How it all began.

104 5 0
                                    

Chapter 1.

'JASMINEEE ! KIJK ...' Mijn stem sterft weg, ik sta als het ware vastgenageld aan de grond. Tranen stromen over mijn wangen. 'Jasmine...' komt er zacht uit mijn mond. De bestuurder stopt, ik ben in shock. Mijn handen trillen, tranen blijven maar stromen. Ik zak op mijn knieën. Ik kruip naar haar toe, en pak haar hand. 'J-j-jasmine...' 'Alsjeblieft, zeg iets.' komt er al snikkend uit mijn mond. De bestuurder van de auto staat al te bellen, waarschijnlijk 112. Er vallen tranen op Jasmine haar gezicht. Ik schud zachtjes aan haar arm. 'Jasmine... alsjeblieft... laat me niet achter hier...'  Ik hoor voetstappen, de bestuurder van de auto loopt naar me toe, en begint te praten. Ik heb geen idee wat hij zegt, ookal praat hij Nederlands, het dringt niet tot me door. Niet veel later hoor ik een sirene, en word er een deken om mij heen geslagen, ik word opgetild, en een aantal mensen leggen Jasmine op een brancard.
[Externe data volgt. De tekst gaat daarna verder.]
PR #248, opened 2024-12-15
Update `minifb`'s desc in `README.md`

### LINKED ISSUE #235: Outdated information regarding the `minifb` crate  in `README.md`
> For example, it occasionally segfaults on some platforms and is missing key features such as the ability to set a window icon. While it would be possible to add these features to minifb, it makes more sense to instead use the standard window handling systems.

While I cannot confirm nor deny the part about segfaults, setting a window icon is [very much possible](https://github.com/emoon/rust_minifb/pull/274) since v0.21 (2022-03-27) and thus shouldn't be listed as one of `minifb`'s downsides.

Chubercik:
- Fixes #235.
- Simple change to remain pedantically accurate, see the PR's contents.

### DIFF
--- a/README.md
+++ b/README.md
@@ -10,12 +10,12 @@ libraries that are available in the Rust ecosystem.
 Alternatives
 ==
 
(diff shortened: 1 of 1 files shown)


madsmtm (approved):
Sure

Ik word in de ambulance op een stoel gezet, naast de plek waar Jasmine ligt, onder een deken, haar hoofd zie je nog wel. Haar ogen zijn nog steeds gesloten... Een ambulancebroeder is met van alles bezig. Er zit nog iemand naast me, maar het enige wat ik kan doen is huilen. Tranen stromen over mijn wangen, met hoge snelheid rijden we weg. Er praat weer iemand tegen me, ze zeggen iets over een shock, en er is iets met Jasmine. Ik kijk naar haar en blijf haar hand vasthouden, die voelt heel koud aan.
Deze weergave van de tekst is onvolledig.